甘元清在一片混亂之中,偷偷布置了法陣,伴隨著我一聲招呼,法陣立刻啟動,一時間,四面八方,一道道罡氣屏障瞬間生成,將圍攻我們的這六七十人給困在了法陣之中。
我不確定那影槐御有沒有被困在這里,這家伙跟卡桑一樣,可以不催動隱身符就能隨時隱身。
但是他的手段跟卡桑的還不一樣,咱也搞不清楚是什么術法。
不過這法陣生成之后,困住的這些影槐御的殺手是一個都跑不了了,因為我我已經將地面都給冰凍住了,除非他們有能力快速破開甘元清布置的法陣。

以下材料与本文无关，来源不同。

PR #748, opened 2017-12-07
Always register the Entity listener

eightyfive:
Regardless of doctrine/orm version, you _must_ register the Entity listener in the Entity file. I'm using `symfony/orm-pack: 1.0.4` which points to `doctrine/orm: ^2.4.5` and Listener does not work unless Entity listener is properly declared/registered in Entity class:
```
* @ORM\EntityListeners({"App\Entity\UserListener"})
```

### DIFF
--- a/Resources/doc/entity-listeners.rst
+++ b/Resources/doc/entity-listeners.rst
@@ -32,7 +32,7 @@ entity manager it should be registered with. Example:
             </services>
         </container>
 
-If you use a version of doctrine/orm < 2.5 you have to register the entity listener in your entity as well:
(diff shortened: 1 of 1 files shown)


mikeSimonson:
@eightyfive Can you check in your composer.lock the version of doctrine orm that you have installed.
Because symfony/orm-pack: 1.0.4 require the orm ^2.5.11.

There is likely another dependency that you have and that maintain you to <2.5

Thanks

eightyfive:
Hey,

That must have been the case, I deleted my project meanwhile.

Thanks anyway.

很顯然,他們不能,因為懂得法陣的墟槐御,此時就在我們手里。
法陣生成之后,將那些從陶甕里面飛出來的毒蜂也給隔絕在外,不過在最后一刻,卡桑的血神蠱也進入了法陣之中,來回飛了幾圈,便將法陣之中參與的那些毒蜂全都給解決掉了。
解決掉了那些毒蜂之后,血神蠱便開始對那些影槐御的殺手下手。
所過之處,只要被血神蠱叮咬上一口,立刻便會栽倒在地,腸破肚爛,死的相當慘。
不過在血神蠱接連干掉了幾個影槐御的殺手之后,那些殺手便已經有了防備,他們從身上拿出了不知道是什么東西做成的藥粉,在身上那么一撒,血神蠱便不敢輕易靠近,估計是是專門用來對付蠱蟲的藥粉。

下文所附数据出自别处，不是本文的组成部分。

PR #749, opened 2017-12-13
Increase dbal version

silverbackdan:
There are many fixes and improvements in dbal 2.6 - naive PR to see if travis builds pass with this simple update.
https://github.com/doctrine/dbal/releases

之前影槐御的殺手打不過就跑,然后躲在暗處偷偷對我們下手,還利用各種機關陷阱。
現在他們被困在了法陣之中,我們可算是找到了發泄的機會。
大爺的,折騰我們這么久,這些影槐御的殺手是一個都別想活著離開。
我看到譚飛鸞被十幾個影槐御的人給圍著,一同對他發動了進攻。
但是這些影槐御的殺手在譚飛鸞面前,就跟打人打幼兒園的小朋友一樣,連能撐過兩個回合的人都沒有。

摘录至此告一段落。